Occurrence of Irrotational Flows

A question that naturally arises is "Where do we find irrotational flows?". A uniform flow is definitely irrotational. But one hardly finds a uniform flow in nature. Further, there is hardly anything to calculate for a uniform flow.

The other region where we can expect an irrotational flow is away from any solid body. Recall the "Thought Experiment" with two parallel plates (What is a Fluid?)when the space in between is filled with a fluid. Here once the top plate starts moving we have seen that a velocity gradient is set up in the flow normal direction. This gives rise to $\partial u / \partial y$ which contributes directly to vorticity or rotation. As such this flow is NOT irrotational. A similar velocity gradient is set up when a fluid flows past a solid body as shown in Fig.4.15. The velocity right on the body surface is zero and it build up gradually we move in a normal direction away from the body. This region is highly rotational and is called the Boundary Layer. But at some distance form the body this velocity gradient flattens out and the velocity becomes constant in the flow normal direction. This is one of the irrotational regions of flow. As indicated in the figure the flow in the wake of the body is also NOT irrotational.

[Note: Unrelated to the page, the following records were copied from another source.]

PR #575, opened 2016-01-13
Changes to make packaging easier

arges:
Here are a series of commits that will make packaging kpatch in distributions such as Debian and Ubuntu a bit easier.

### DIFF
--- a/kmod/Makefile
+++ b/kmod/Makefile
@@ -1,18 +1,26 @@
 include ../Makefile.inc
 
 all: clean
+ifeq ($(BUILDMOD),yes)
 	$(MAKE) -C core
+endif
 
 install:
+ifeq ($(BUILDMOD),yes)
 	$(INSTALL) -d $(MODULESDIR)/$(shell uname -r)
 	$(INSTALL) -m 644 core/kpatch.ko $(MODULESDIR)/$(shell uname -r)
 	$(INSTALL) -m 644 core/Module.symvers $(MODULESDIR)/$(shell uname -r)
+endif
 	$(INSTALL) -d $(DATADIR)/patch
 	$(INSTALL) -m 644 patch/* $(DATADIR)/patch
 
 uninstall:
+ifeq ($(BUILDMOD),yes)
 	$(RM) -R $(MODULESDIR)
+endif
 	$(RM) -R $(DATADIR)
 
 clean:
+ifeq ($(BUILDMOD),yes)
 	$(MAKE) -C core clean
+endif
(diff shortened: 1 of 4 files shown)


kmod/Makefile
```diff
@@ -1,18 +1,30 @@
...
-	$(MAKE) -C core clean
+all: $(BUILD_DIRS)
+$(BUILD_DIRS):
+	$(MAKE) -C $(@:build-%=%)
+
+install: $(INSTALL_DIRS)
+$(INSTALL_DIRS):
+	$(MAKE) -C $(@:install-%=%) install
+
+ninstall: $(UNINSTALL_DIRS)
```
flaming-toast: You meant `uninstall:` right?

arges: You are correct! Already pushed a fix.

kmod/core/Makefile
```diff
@@ -13,11 +14,18 @@ kpatch.ko: core.c
 
 all: kpatch.ko
 
+install:
+	$(INSTALL) -d $(MODULESDIR)/$(shell uname -r)
+	$(INSTALL) -m 644 core/kpatch.ko $(MODULESDIR)/$(shell uname -r)
+	$(INSTALL) -m 644 core/Module.symvers $(MODULESDIR)/$(shell uname -r)
+
```
flaming-toast: Don't forget to define `INSTALL` somewhere, or include Makefile.inc

kmod/patch/Makefile
```diff
@@ -14,6 +14,13 @@ kpatch-$(KPATCH_NAME).ko:
 patch-hook.o: patch-hook.c kpatch-patch-hook.c livepatch-patch-hook.c
 	$(KPATCH_MAKE) patch-hook.o
 
+install:
+	$(INSTALL) -d $(DATADIR)/patch
+	$(INSTALL) -m 644 patch/* $(DATADIR)/patch
+
```
flaming-toast: Same here, `INSTALL` needs to be defined.

kmod/core/Makefile
flaming-toast: No need to specify `core/` in the path, since we would already be in the `core/` directory when this target is called. So it'd just  be `$(INSTALL) -m 644 kpatch.ko`

kmod/patch/Makefile
flaming-toast: No need to specify `patch/` in the path here, for the same reasons above.

flaming-toast:
@arges Thanks for the PR! And thanks for your patience :-) Other than the comments I already made, everything else looks good on my side.

arges:
I thought about this a bit more, and pushed an earlier approach to just add conditionals to kmod/Makefile. This is a bit more simple than moving makefile logic around and having to worry about including sub makefiles. Thanks for the reviews.

jpoimboe:
:+1:

flaming-toast:
Looks good to me, thanks.

PR #582, opened 2016-02-27
kpatch-build: process the patch name correctly

libin2015:
Process the patch name correctly that only concern the fuffix with
.patch or .diff. Otherwise if the patch name is not end with .patch
or .diff but has it as substring, the fuffix will be removed
unreasonably.


jpoimboe:
:+1:

PR #583, opened 2016-03-15
kpatch-build: fix building of livepatch-based patches

euspectre:
kpatch-build currently requires Module.symvers for the Kpatch core
module unconditionally and fails if it is not found. This does not allow
using kpatch-build to prepare livepatch-based patches.

This patch fixes the problem.

### DIFF
--- a/kpatch-build/kpatch-build
+++ b/kpatch-build/kpatch-build
@@ -97,24 +97,30 @@ find_dirs() {
 		# git repo
 		TOOLSDIR="$SCRIPTDIR"
 		DATADIR="$(readlink -f $SCRIPTDIR/../kmod)"
-		SYMVERSFILE="$DATADIR/core/Module.symvers"
-		return
 	elif [[ -e "$SCRIPTDIR/../libexec/kpatch/create-diff-object" ]]; then
 		# installation path
 		TOOLSDIR="$(readlink -f $SCRIPTDIR/../libexec/kpatch)"
 		DATADIR="$(readlink -f $SCRIPTDIR/../share/kpatch)"
+	else
+		return 1
+	fi
+}
+
+find_core_symvers() {
+	SYMVERSFILE=""
+	if [[ -e "$SCRIPTDIR/create-diff-object" ]]; then
+		# git repo
+		SYMVERSFILE="$DATADIR/core/Module.symvers"
+	elif [[ -e "$SCRIPTDIR/../libexec/kpatch/create-diff-object" ]]; then
+		# installation path
 		if [[ -e $SCRIPTDIR/../lib/kpatch/$ARCHVERSION/Module.symvers ]]; then
 			SYMVERSFILE="$(readlink -f $SCRIPTDIR/../lib/kpatch/$ARCHVERSION/Module.symvers)"
 		elif [[ -e /lib/modules/$ARCHVERSION/extra/kpatch/Module.symvers ]]; then
 			SYMVERSFILE="$(readlink -f /lib/modules/$ARCHVERSION/extra/kpatch/Module.symvers)"
-		else
-			warn "unable to find Module.symvers for kpatch core module"
-			return 1
 		fi
-		return
 	fi
 
-	return 1
+	[[ -e "$SYMVERSFILE" ]]
 }
 
 gcc_version_check() {
@@ -340,9 +346,6 @@ fi
 
 find_dirs || die "can't find supporting tools"
 
-[[ -e "$SYMVERSFILE" ]] || die "can't find core module Module.symvers"
-
-
 if [[ $SKIPGCCCHECK -eq 0 ]]; then
 	gcc_version_check || die
 fi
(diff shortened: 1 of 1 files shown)


flaming-toast:
Thanks for the patch @euspectre. This has indeed been a slightly annoying issue for a while. I think it might be more helpful though, to have this implemented as a command line option/switch for kpatch-build. Something like `-coremod` or `-nocoremod`, that would indicate whether we are building with the core kpatch module or building a livepatch module. This way we won't be dependent on the host system which could be building patch modules intended for another kernel/system.

jpoimboe:
Maybe we can look for CONFIG_LIVEPATCH in the .config file?

flaming-toast:
@jpoimboe That works (and is easier) too :-)

euspectre:
Good point. I will revisit the patch to check CONFIG_LIVEPATCH in the target's config instead.

euspectre:
Here is the updated patch.

kpatch-build/kpatch-build
```diff
@@ -97,24 +97,27 @@ find_dirs() {
...
+		SYMVERSFILE="$DATADIR/core/Module.symvers"
+	elif [[ -e "$SCRIPTDIR/../libexec/kpatch/create-diff-object" ]]; then
+		# installation path
 		if [[ -e $SCRIPTDIR/../lib/kpatch/$ARCHVERSION/Module.symvers ]]; then
 			SYMVERSFILE="$(readlink -f $SCRIPTDIR/../lib/kpatch/$ARCHVERSION/Module.symvers)"
 		elif [[ -e /lib/modules/$ARCHVERSION/extra/kpatch/Module.symvers ]]; then
 			SYMVERSFILE="$(readlink -f /lib/modules/$ARCHVERSION/extra/kpatch/Module.symvers)"
 		else
 			warn "unable to find Module.symvers for kpatch core module"
-			return 1
```
jpoimboe: In this case I think we still want to return 1 so that it fails.

kpatch-build/kpatch-build
```diff
@@ -97,24 +97,27 @@ find_dirs() {
...
 		fi
-		return
 	fi
-
-	return 1
```
jpoimboe: Same here.

kpatch-build/kpatch-build
```diff
@@ -338,10 +341,7 @@ elif [[ $DISTRO = ubuntu ]] || [[ $DISTRO = debian ]]; then
 	export PATH=/usr/lib/ccache:$PATH
 fi
 
-find_dirs || die "can't find supporting tools"
-
-[[ -e "$SYMVERSFILE" ]] || die "can't find core module Module.symvers"
-
+find_dirs
```
jpoimboe: || die "can't find supporting tools"

kpatch-build/kpatch-build
```diff
@@ -97,24 +97,27 @@ find_dirs() {
...
 		DATADIR="$(readlink -f $SCRIPTDIR/../kmod)"
-		SYMVERSFILE="$DATADIR/core/Module.symvers"
-		return
 	elif [[ -e "$SCRIPTDIR/../libexec/kpatch/create-diff-object" ]]; then
 		# installation path
 		TOOLSDIR="$(readlink -f $SCRIPTDIR/../libexec/kpatch)"
 		DATADIR="$(readlink -f $SCRIPTDIR/../share/kpatch)"
+	fi
+}
+
```
flaming-toast: Let's have `find_dirs()` return an error if it could not find `create-diff-object` in either location.
Then later when `find_dirs` is invoked, we can check for the error: 
`find_dirs || die "can't find supporting tools"`

kpatch-build/kpatch-build
flaming-toast: If we have `find_core_symvers` return 1 for an error, then I think we should move the `[[ -e "$SYMVERSFILE" ]]` check from line 454 to the very end of `find_core_symvers` and have it return 1 if the check fails. Then we could just do `find_core_symvers || die "can't find core module Module.symvers"`

kpatch-build/kpatch-build
euspectre: Yes, that would be useful.

kpatch-build/kpatch-build
euspectre: Reasonable.

euspectre:
Here is v.3 of the patch.

As you suggested, find_dir() now returns error if create-diff-object is missing. find_core_symvers() now checks if the symvers file is actually present.

As for the returns in find_core_symvers(), I do not think they are necessary. In case of errors, SYMVERSFILE will remain empty and [[ -e "" ]] will return false. Added initialization of SYMVERSFILE to make things clearer.

I also removed one of the warnings about missing symvers file. One should be enough, I suppose.

jpoimboe:
Thanks @euspectre !

:+1:

flaming-toast:
Thanks @euspectre.

euspectre:
Thanks for the reviews! Three heads are much better than one ;-)

PR #594, opened 2016-05-01
kpatch-build: Add "CONFIG_DEBUG_KERNEL" kernel config checking

NonerKao:
While the officially supported distributions all have CONFIG_DEBUG_KERNEL enabled, this is not true for some other distributions.  This option is necessary when kpatch-build retrieves the SPECIAL_VARS using readelf command.

Signed-off-by: Quey-Liang Kao <s101062801@m101.nthu.edu.tw>

### DIFF
--- a/kpatch-build/kpatch-build
+++ b/kpatch-build/kpatch-build
@@ -448,6 +448,8 @@ else
 	fi
 fi
 
+# kernel option checking: CONFIG_DEBUG_KERNEL and CONFIG_LIVEPATCH
+grep -q "CONFIG_DEBUG_KERNEL=y" "$OBJDIR/.config" || die "kernel doesn't have 'CONFIG_DEBUG_KERNEL' enabled"
 if grep "CONFIG_LIVEPATCH=y" "$OBJDIR/.config" > /dev/null; then
 	# The kernel supports livepatch.
 	KBUILD_EXTRA_SYMBOLS=""


flaming-toast:
Thanks for catching this. I think we also need to add a check for CONFIG_DEBUG_KERNEL in the kpatch-build script itself, before SPECIAL_VARS is set, since livepatch modules don't depend on the kpatch core module.

kpatch-build/kpatch-build
```diff
@@ -464,19 +464,24 @@ cp "$PATCHFILE" "$APPLIEDPATCHFILE" || die
...
+		       b == 0 && /DW_AT_name.* bug_entry\s*$/ {b = 1; next}
+		       p == 0 && /DW_AT_name.* paravirt_patch_site\s*$/ {p = 1; next}
+		       e == 0 && /DW_AT_name.* exception_table_entry\s*$/ {e = 1; next}
+		       a == 1 {printf("export ALT_STRUCT_SIZE=%d\n", $4); a = 2}
+		       b == 1 {printf("export BUG_STRUCT_SIZE=%d\n", $4); b = 2}
+		       p == 1 {printf("export PARA_STRUCT_SIZE=%d\n", $4); p = 2}
+		       e == 1 {printf("export EX_STRUCT_SIZE=%d\n", $4); e = 2}
+		       a == 2 && b == 2 && p == 2 && e == 2 {exit}')
+else
+	die "no support for debug infos"
```
jpoimboe: This error message should be more specific, like "kernel doesn't have 'CONFIG_DEBUG_KERNEL' enabled".

NonerKao: Sure.

jpoimboe:
I think the first commit isn't needed, since the issue is specific to kpatch-build, not the core module.  Can you remove the first commit, squash the other two commits into a single commit, and `git push --force`?

kpatch-build/kpatch-build
```diff
@@ -464,19 +464,24 @@ cp "$PATCHFILE" "$APPLIEDPATCHFILE" || die
...
-	       BEGIN { a = b = p = e = 0 }
-	       a == 0 && /DW_AT_name.* alt_instr\s*$/ {a = 1; next}
-	       b == 0 && /DW_AT_name.* bug_entry\s*$/ {b = 1; next}
-	       p == 0 && /DW_AT_name.* paravirt_patch_site\s*$/ {p = 1; next}
-	       e == 0 && /DW_AT_name.* exception_table_entry\s*$/ {e = 1; next}
-	       a == 1 {printf("export ALT_STRUCT_SIZE=%d\n", $4); a = 2}
-	       b == 1 {printf("export BUG_STRUCT_SIZE=%d\n", $4); b = 2}
-	       p == 1 {printf("export PARA_STRUCT_SIZE=%d\n", $4); p = 2}
-	       e == 1 {printf("export EX_STRUCT_SIZE=%d\n", $4); e = 2}
-	       a == 2 && b == 2 && p == 2 && e == 2 {exit}')
```
flaming-toast: Small nit...I think we can simplify the entire if/else block with just one line:
```
grep -q "CONFIG_DEBUG_KERNEL=y" "$OBJDIR/.config" || die "kernel doesn't have 'CONFIG_DEBUG_KERNEL' enabled"
```
Ideally placed after (or before, doesn't matter) the CONFIG_LIVEPATCH check above. Then we can leave this block of code above as-is.

NonerKao: I add this checking before that of CONFIG_LIVEPATCH, and add a comment at the beginning of this section.  If some other kernel options are required in the future, one may add them here as a whole.

flaming-toast:
:+1:

PR #1052, opened 2019-10-23
Make symvers reading code more flexible.

sm00th:
Kernel commit cb9b55d21fe0 modpost: add support for symbol namespaces
adds a new namespace column to Module.symvers file which can be blank.
fscanf is no longer a viable solution to parse that. Switch to the way
scripts/mod/modpost.c handles this and try to support both versions with
and without namespace column.


sm00th:
Added a new comment above symvers_read() prototype.

PR #1053, opened 2019-11-01
kpatch-build: Make local static twining stricter

julien-thierry:
The current code to find the twin of a local static variable allows two
variables of the same name to be wrongly matched with the other's twin.

While there isn't a magic formula to avoid this, make stricter
requirements for twining static local from the original object with
a symbol from the patched object. This reduces the risk of erroneous
matches.

### DIFF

Figure 4.15: Occurrence of irrotational and rotational regions for flow past a body

Figure 4.16: Occurrence of irrotational and rotational regions for flow through a pipe.

At the entrance to a pipe as shown in Fig.4.16 one has a uniform flow. As the flow enters the pipe, velocity components are forced to be zero on the surface of the pipe. A boundary layer develops and starts to grow. At the beginning one sees a inviscid core encircled by a boundary layer. The flow in the inviscid core is irrotational. However, as we move downstream the boundary layers grow and merge to give a fully developed flow when the entire flow is NOT irrotational.

It is also worth noting that the flow is irrotational wherever Bernoulli equation is valid.

We could foresee from this that an inviscid flow is likely to be irrotational. In fact it is broadly true except in case of High Speed flows where shocks could occur. As indicated in Fig. the region behind a shock in a high speed flow has severe gradients of velocity making $\omega$ not negligible.

Figure 4.17: Rotational flow behind a shock wave in a high speed flow.